*Exercise requirements*: Take each line of the records below that contains the string "longer" and copy it.

[[ Records for the task, beginning ]]

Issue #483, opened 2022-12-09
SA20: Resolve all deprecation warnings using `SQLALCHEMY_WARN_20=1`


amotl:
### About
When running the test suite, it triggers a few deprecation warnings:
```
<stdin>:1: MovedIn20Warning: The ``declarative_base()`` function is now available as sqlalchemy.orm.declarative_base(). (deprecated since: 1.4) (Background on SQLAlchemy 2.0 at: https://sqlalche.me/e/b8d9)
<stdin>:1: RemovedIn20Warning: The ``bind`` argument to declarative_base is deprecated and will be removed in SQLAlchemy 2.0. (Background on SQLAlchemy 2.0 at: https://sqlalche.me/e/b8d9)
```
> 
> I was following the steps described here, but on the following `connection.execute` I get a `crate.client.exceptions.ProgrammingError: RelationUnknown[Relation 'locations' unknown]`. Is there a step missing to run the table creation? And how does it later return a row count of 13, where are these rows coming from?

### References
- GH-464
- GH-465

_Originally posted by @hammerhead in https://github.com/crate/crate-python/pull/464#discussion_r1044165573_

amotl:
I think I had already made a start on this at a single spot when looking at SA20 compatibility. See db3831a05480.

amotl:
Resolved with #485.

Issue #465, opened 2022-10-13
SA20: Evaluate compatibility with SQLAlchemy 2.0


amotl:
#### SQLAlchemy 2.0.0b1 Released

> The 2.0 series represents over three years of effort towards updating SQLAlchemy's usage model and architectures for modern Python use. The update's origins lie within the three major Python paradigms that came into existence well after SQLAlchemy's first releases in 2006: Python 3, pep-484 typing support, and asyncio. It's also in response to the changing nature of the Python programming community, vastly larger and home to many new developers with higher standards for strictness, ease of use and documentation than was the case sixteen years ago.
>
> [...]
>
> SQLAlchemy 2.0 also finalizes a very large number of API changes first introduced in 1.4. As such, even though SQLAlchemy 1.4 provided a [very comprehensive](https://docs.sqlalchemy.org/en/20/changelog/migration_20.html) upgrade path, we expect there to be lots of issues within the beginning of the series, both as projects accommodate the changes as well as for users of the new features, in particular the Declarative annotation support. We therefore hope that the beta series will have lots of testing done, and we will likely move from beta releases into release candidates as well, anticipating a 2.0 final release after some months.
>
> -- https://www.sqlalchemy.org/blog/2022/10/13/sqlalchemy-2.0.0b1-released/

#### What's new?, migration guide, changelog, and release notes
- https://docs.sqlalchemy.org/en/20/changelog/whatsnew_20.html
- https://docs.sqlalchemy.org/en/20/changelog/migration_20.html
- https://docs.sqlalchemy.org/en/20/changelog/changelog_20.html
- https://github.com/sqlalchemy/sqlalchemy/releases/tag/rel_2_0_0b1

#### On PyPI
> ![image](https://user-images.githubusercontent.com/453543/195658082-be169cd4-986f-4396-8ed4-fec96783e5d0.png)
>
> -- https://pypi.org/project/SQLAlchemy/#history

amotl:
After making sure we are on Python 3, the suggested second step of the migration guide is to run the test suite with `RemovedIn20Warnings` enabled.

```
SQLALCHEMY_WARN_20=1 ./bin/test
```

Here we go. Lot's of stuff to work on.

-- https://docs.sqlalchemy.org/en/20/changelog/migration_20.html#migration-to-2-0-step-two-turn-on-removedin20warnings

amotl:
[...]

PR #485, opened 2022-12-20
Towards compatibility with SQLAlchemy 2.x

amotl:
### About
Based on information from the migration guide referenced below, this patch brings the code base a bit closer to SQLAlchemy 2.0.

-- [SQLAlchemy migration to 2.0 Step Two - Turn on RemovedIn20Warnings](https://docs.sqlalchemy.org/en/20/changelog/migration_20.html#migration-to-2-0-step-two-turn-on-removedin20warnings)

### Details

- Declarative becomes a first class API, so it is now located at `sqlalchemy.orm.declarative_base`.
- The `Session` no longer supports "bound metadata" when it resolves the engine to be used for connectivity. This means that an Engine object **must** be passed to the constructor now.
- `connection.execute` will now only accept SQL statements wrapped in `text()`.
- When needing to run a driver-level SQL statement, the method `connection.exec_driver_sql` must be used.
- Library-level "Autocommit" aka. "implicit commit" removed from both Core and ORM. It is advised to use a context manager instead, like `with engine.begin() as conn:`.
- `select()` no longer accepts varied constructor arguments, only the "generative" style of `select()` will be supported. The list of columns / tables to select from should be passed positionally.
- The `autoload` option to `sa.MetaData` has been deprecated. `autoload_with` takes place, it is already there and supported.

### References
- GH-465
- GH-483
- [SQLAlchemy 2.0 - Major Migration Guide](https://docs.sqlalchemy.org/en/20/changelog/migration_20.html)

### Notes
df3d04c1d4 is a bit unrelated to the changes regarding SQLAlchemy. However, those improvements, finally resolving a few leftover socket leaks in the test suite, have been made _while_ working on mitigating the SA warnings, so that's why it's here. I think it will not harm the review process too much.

[[ Records for the task, end ]]

*Solution for this problem*:
- The `Session` no longer supports "bound metadata" when it resolves the engine to be used for connectivity. This means that an Engine object **must** be passed to the constructor now.
- `select()` no longer accepts varied constructor arguments, only the "generative" style of `select()` will be supported. The list of columns / tables to select from should be passed positionally.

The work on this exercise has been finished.